Question

Four billion years ago, the day (as defined by Earth’s rotation about its own axis) was about 14 hours long.

a. What is the Earth’s average angular acceleration during the past four billion years? [Hint: you have Ti and Tf. From these, find ωi and ωf and then apply the rotational kinematic equations.]

b. This slowing is due to tides. What is the average torque applied to the Earth due to tides during the last four billion years? [Hint: assume that the torque is due to a tangential force applied to a spherical Earth.]

Answer 1

a)
calculate angular frequency using 2pi/T where T = 14 hrs (convert it into seconds)
calculate both: acceleration = (wf - wi)/4 billion yrs in seconds

b) Torque = Inertia x angular accn (use this to calculate inertia of solid sphere)
http://upload.wikimedia.org/wikipedia/en/math/2/5/4/254af3f927c4a1294f2d234fa57fe6f6.png

though i never think tides would do such a thing.

Answer 2

To solve this, you really need to recall the definitions of angular frequency \(\omega\), frequency \(f\), period \(T\), angular velocity \(\omega\), and angular acceleration \(\alpha\). Take note that in the special case of uniform circular motion, angular frequency \(\omega\) is quantitatively equivalent to angular velocity \(\omega\). It is unfortunate that we denote these two quantities with the same letter by standard, so please keep in mind that we can only interchange angular frequency and angular velocity in the case of circular motion.

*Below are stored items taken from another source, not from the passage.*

PR #1562, opened 2026-05-01
feat!: Ignore empty circuits when encoding Hugr regions into pytket

aborgna-q:
When encoding the regions of a hugr as pytket circuits, `EncodedCircuit::iter` returned a bunch of empty circuits for regions with only unsupported operations.

This was mostly noise, and could reduce performance unless we took care to check if the circuit was empty before doing any expensive optimization call.

BREAKING CHANGE: Added a `EncodeOptions.keep_empty_circuits` option that defaults to filtering-out empty circuits from `EncodedCircuit`. The entrypoint of a Hugr may no longer be in the encoded circuit, even if it was a dataflow region.


tket/src/serialize/pytket/circuit.rs
```diff
@@ -306,7 +306,8 @@ impl<Node: HugrNode> EncodedCircuit<Node> {
             circuits: HashMap::new(),
             opaque_subgraphs: OpaqueSubgraphs::new(0),
         };
-        enc.encode_circuits(hugr, entrypoint, options)?;
+        // Encode the entrypoint circuit, ensuring it's not skipped even if it's empty.
```
acl-cqc: Ok, so this interacts with the options which are provided, potentially with encode_subcircuits: true in which case your EncoderCircuitFilter will affect those too right?

I was going to suggest putting the circuit filter in the `EncodeOptions`, indeed as an arbitrary callback (which here you could augment/override any provided callback to ensure the entrypoint node was always included). However, I note you keep the filter here private, so maybe not. In which case see

tket/src/serialize/pytket/circuit.rs
```diff
@@ -367,6 +369,11 @@ impl<Node: HugrNode> EncodedCircuit<Node> {
                 }
             }
 
+            // Ignore empty circuits, for regions with no supported operation.
+            if !filter_results.filter(&encoded.serial_circuit) {
```
acl-cqc: Hmmm, ok. So the "interesting" bit here is that you don't avoid encoding the circuit, rather you consider discarding it after you've encoded.

This raises the question whether we need to filter the circuits *stored* at all, or whether you might just leave the caller to remove unnecessary elements from `self.circuits` afterwards. I think the answer to that depends on whether `new_standalone_with_entrypoint` really wants to preserve all empty subcircuits not just the entrypoint...

tket/src/serialize/pytket/circuit.rs
```diff
@@ -532,3 +539,22 @@ impl<Node: HugrNode> IndexMut<Node> for EncodedCircuit<Node> {
...
+    All,
+}
+
+impl EncoderCircuitFilter {
+    fn filter(&self, circuit: &SerialCircuit) -> bool {
+        match self {
+            EncoderCircuitFilter::NonEmpty => circuit
+                .commands
+                .iter()
+                .any(|cmd| cmd.op.op_type != tket_json_rs::OpType::Barrier),
```
acl-cqc: Are we not counting barriers because they represent opaque subgraphs? (Sounds like a good reason, but worth a comment.)

But do *all* barriers represent opaque subgraphs? Is there no other reason they could be produced?

tket/src/serialize/pytket/tests.rs
```diff
@@ -445,12 +451,20 @@ fn circ_non_local() -> Hugr {
...
+    let [q] = h.add_dataflow_op(TketOp::H, [q]).unwrap().outputs_arr();
+
     let [q] = {
         let mut dfg = h
             .dfg_builder(Signature::new(inner_input_t, output_t), [q])
             .unwrap();
-        // Rx with non-local input
         let [q] = dfg.input_wires_arr();
+
+        // Dummy quantum function to ensure this circuit gets encoded.
```
acl-cqc: Surely this one here is unnecessary, there is a TketOp::Rx beneath?

tket/src/serialize/pytket/tests.rs
```diff
@@ -607,6 +621,9 @@ fn circ_nested_dfgs() -> Hugr {
     let [qb] = h.input_wires_arr();
     let rot = h.add_load_value(ConstRotation::new(0.5).unwrap());
 
+    // Dummy quantum function to ensure this circuit gets encoded.
```
```suggestion
    // Include quantum op to ensure this circuit gets encoded.
```
It's not a dummy, it does something!!

These are a bit of a PITA, presumably they are because you want to assert the number of circuits is the same in both cases, or something like that?

acl-cqc (commented):
Ok, so there is a bit of a question here...

tket/src/serialize/pytket/tests.rs
aborgna-q: The `Rx` has a non-local angle parameter.

We cannot encode that as a pytket command, so the rx itself is unsupported.

tket/src/serialize/pytket/tests.rs
aborgna-q: The reason is we want to test small hugr that present some edge cases, but if we make them only contain the edge case they end up as empty pytket circuits in most cases.

I guess "dummy" is not the right word for that.

tket/src/serialize/pytket/circuit.rs
aborgna-q: Yeah, the enum was simply to abstract avoid passing a `bool` parameter to the internal `encode_circuit` method.

I think that adding it as an option may be valid though. Will try doing so.

> In which case see

I think you missed a link there?

aborgna-q: I replaced the enum with a boolean flag in `EncodeOptions`.

tket/src/serialize/pytket/circuit.rs
aborgna-q: Not all barriers are opaque ops, sometimes we can translate hugr barriers to bare pytket ones.

But if all commands are barriers, the pytket circuit is still not doing anything.

tket/src/serialize/pytket/tests.rs
```diff
@@ -445,12 +451,20 @@ fn circ_non_local() -> Hugr {
...
         let mut dfg = h
             .dfg_builder(Signature::new(inner_input_t, output_t), [q])
             .unwrap();
-        // Rx with non-local input
         let [q] = dfg.input_wires_arr();
+
+        // Extra quantum op to ensure this circuit gets encoded.
+        let [q] = dfg.add_dataflow_op(TketOp::H, [q]).unwrap().outputs_arr();
+
+        // Rx with non-local input
```
acl-cqc, line 467: Let's just comment that this is unencodable/unsupported/whatever (right?)

tket/src/serialize/pytket/tests.rs
acl-cqc: driveby: should we either
(a) not class this as temporary disablement, but rather, preferred behaviour?
(b) if we really want "encoding of DFG and function calls as CircBoxes" then use a different config for this case so all the other cases can do it?

tket/src/serialize/pytket/tests.rs
```diff
@@ -1142,10 +1183,10 @@ fn fail_on_modified_hugr(circ_tk1_ops: Hugr) {
 #[case::preset_parameterized(circ_parameterized(), 1, CircuitRoundtripTestConfig::Default)]
 #[case::nested_dfgs(circ_nested_dfgs(), 2, CircuitRoundtripTestConfig::Default)]
 #[case::flat_opaque(circ_tk1_ops(), 1, CircuitRoundtripTestConfig::Default)]
-#[case::unsupported_subtree(circ_unsupported_subtree(), 3, CircuitRoundtripTestConfig::Default)]
+#[case::unsupported_subtree(circ_unsupported_subtree(), 0, CircuitRoundtripTestConfig::Default)]
```
acl-cqc, line 1264: driveby nit: I think in general the rust test name includes the names of the parameters, so do you really need to repeat it?

tket/src/serialize/pytket.rs
```diff
@@ -151,6 +151,9 @@ impl TKETDecode for SerialCircuit {
             });
         }
 
+        // Make ruse we don't drop the entrypoint circuit if it's empty.
```
acl-cqc:
```suggestion
        // Make sure we don't drop the entrypoint circuit if it's empty (or any other).
```

tket/src/serialize/pytket/circuit.rs
acl-cqc: Ooops, I meant see https://github.com/Quantinuum/tket2/pull/1562#discussion_r3196723565.

But ok, so IIUC, here we'll respect the preference in the supplied EncodeOptions, so you can delete the comment here.

tket/src/serialize/pytket/circuit.rs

By definition, the relationship between angular frequency and frequency is \(\omega = 2\pi f\). Additionally, by definition, the relationship between period and frequency is \(T = \frac{1}{f} \). Hence, we can express \(\omega = \frac{2\pi}{T} \). Now, we define average angular acceleration by \(\bar \alpha = \frac{\Delta \omega}{\Delta t}\) for some change in angular velocity \(\Delta \omega\) and some change in time \(\Delta t\). We can now expand this, recognizing that \(\Delta \omega = \omega_f = \omega_i\).\[\bar \alpha = \frac{\omega_f - \omega_i}{\Delta t} = \frac{\frac{2\pi}{T_f}-\frac{2\pi}{T_i}}{\Delta t}=\boxed{\displaystyle \frac{2\pi}{\Delta t}\left(\frac{1}{T_f}-\frac{1}{T_i}\right)}\] Now, you can simply just plug in values to get your answer.

By definition, the relationship between average torque, average angular acceleration, and an object's moment of inertia \(I\) is given by analogy to Newton's second law: \(\bar \tau = I \bar \alpha\). The moment of inertia of a solid sphere is given by \(I = \frac{2}{5}MR^2\), where \(M\) is the mass of the earth and \(R\) is the radius of the earth. Substituting everything gives the following expression.\[\bar \tau = \frac{2}{5}MR^2 \bar \alpha = \boxed{\displaystyle \frac{4\pi MR^2}{5\Delta t}\left(\frac{1}{T_f}-\frac{1}{T_i}\right)} \]Again, plug in values, and you'll have your final answer.